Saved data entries
BEGIN

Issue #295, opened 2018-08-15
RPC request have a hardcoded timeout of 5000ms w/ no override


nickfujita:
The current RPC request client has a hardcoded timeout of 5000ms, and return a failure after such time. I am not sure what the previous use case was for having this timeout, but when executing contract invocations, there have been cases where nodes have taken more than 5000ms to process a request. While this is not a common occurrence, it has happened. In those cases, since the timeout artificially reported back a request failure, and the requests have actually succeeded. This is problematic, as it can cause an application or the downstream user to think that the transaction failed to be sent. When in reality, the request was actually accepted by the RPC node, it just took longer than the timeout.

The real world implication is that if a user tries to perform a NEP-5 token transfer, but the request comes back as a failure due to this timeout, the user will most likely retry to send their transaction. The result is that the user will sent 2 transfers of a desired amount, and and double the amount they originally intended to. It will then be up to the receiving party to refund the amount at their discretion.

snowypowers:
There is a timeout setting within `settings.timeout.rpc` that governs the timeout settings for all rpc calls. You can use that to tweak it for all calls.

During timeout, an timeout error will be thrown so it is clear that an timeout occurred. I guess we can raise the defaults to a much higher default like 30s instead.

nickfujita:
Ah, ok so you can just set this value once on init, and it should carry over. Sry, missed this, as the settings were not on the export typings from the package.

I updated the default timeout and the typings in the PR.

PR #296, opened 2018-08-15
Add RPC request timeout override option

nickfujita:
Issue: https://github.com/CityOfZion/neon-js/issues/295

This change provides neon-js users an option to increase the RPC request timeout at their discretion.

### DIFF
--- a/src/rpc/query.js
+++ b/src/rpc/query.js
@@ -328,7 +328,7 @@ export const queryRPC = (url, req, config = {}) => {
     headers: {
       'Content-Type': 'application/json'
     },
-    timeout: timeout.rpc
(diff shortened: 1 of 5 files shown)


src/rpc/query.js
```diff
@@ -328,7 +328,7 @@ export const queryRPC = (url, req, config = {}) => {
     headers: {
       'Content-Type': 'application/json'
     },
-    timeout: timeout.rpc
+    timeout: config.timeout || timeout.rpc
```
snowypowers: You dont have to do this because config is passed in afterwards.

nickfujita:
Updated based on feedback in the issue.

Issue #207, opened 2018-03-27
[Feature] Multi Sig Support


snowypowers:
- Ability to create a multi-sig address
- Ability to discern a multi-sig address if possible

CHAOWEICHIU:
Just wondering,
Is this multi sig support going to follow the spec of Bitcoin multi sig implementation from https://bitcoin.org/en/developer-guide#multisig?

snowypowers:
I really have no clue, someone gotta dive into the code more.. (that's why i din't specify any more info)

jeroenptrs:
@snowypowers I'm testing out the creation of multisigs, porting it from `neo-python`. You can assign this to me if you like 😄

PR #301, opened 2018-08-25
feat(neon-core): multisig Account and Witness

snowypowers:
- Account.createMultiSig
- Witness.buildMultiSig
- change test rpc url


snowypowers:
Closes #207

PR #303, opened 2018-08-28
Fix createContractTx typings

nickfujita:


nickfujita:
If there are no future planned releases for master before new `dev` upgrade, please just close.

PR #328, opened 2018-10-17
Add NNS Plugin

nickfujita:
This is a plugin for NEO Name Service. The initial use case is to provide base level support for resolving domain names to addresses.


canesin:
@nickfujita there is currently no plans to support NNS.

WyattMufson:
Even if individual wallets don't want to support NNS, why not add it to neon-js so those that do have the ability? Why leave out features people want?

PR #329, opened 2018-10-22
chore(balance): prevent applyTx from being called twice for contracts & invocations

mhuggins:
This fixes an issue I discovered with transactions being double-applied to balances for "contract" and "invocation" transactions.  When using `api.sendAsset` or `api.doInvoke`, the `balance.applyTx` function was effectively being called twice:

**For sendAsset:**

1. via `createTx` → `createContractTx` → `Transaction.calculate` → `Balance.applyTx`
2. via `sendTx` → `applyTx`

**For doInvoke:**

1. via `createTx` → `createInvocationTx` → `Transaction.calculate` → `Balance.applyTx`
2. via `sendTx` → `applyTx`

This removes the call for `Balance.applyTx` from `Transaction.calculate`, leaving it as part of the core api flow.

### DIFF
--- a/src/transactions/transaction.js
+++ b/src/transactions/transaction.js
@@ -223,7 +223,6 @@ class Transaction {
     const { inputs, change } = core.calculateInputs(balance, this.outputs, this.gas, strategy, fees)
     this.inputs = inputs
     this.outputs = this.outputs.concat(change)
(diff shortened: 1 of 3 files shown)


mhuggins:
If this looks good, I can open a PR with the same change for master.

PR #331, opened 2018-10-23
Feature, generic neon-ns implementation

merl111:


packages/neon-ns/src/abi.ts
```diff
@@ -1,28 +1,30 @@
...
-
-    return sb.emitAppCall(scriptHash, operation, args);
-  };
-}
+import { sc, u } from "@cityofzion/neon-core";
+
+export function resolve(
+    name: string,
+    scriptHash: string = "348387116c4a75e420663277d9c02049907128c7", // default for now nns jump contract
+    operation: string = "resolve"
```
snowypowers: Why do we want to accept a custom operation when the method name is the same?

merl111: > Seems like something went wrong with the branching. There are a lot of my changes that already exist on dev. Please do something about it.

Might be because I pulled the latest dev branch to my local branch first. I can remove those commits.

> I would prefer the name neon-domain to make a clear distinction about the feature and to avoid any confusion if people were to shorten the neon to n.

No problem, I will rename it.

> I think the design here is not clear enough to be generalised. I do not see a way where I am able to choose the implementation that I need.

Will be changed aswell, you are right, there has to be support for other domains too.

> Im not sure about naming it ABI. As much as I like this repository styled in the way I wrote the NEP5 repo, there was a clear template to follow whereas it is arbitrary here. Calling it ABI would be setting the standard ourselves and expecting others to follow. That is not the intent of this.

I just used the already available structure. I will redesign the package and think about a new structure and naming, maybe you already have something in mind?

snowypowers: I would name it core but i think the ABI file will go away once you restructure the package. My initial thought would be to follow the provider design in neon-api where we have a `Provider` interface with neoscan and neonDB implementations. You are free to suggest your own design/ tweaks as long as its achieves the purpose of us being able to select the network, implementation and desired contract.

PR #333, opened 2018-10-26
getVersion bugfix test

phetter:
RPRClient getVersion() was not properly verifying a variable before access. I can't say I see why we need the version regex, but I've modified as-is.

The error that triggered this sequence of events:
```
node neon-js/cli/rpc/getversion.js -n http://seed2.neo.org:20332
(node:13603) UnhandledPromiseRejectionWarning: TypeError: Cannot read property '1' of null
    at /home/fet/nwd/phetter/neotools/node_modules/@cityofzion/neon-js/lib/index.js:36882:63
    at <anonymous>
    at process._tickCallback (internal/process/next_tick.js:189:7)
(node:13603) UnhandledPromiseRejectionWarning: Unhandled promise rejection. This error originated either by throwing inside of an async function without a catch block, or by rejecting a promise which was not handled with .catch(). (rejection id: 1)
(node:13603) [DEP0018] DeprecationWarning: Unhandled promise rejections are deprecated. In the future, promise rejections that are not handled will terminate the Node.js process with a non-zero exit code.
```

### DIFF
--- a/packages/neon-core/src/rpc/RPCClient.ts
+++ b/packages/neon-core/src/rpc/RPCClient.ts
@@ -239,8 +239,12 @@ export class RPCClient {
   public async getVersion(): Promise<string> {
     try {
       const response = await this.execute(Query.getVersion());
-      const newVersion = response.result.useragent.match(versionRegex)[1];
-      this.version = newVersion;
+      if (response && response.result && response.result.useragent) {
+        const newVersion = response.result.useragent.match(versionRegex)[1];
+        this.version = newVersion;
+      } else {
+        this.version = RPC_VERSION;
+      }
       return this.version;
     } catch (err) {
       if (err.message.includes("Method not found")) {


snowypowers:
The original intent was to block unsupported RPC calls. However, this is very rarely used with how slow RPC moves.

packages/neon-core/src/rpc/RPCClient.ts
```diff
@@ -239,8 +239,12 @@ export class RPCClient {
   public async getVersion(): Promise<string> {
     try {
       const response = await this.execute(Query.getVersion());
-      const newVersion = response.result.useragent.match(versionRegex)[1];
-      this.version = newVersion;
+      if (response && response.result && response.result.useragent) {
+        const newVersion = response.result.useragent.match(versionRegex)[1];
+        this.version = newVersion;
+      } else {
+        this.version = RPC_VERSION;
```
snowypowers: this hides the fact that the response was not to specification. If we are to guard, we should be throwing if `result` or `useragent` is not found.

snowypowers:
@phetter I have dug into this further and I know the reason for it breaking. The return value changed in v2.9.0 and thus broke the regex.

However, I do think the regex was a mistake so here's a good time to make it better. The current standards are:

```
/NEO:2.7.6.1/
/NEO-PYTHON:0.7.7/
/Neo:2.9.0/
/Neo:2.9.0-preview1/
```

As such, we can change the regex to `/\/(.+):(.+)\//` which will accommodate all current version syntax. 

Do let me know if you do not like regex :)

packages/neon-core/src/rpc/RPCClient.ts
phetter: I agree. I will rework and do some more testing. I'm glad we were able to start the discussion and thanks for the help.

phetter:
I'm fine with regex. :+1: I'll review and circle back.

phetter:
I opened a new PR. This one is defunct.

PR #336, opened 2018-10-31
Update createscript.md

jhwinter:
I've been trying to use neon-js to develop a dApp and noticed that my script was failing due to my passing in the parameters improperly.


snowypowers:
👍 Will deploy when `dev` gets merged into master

END

From the entries, copy out each line containing the word "called".

=== Response area ===
chore(balance): prevent applyTx from being called twice for contracts & invocations
This fixes an issue I discovered with transactions being double-applied to balances for "contract" and "invocation" transactions.  When using `api.sendAsset` or `api.doInvoke`, the `balance.applyTx` function was effectively being called twice:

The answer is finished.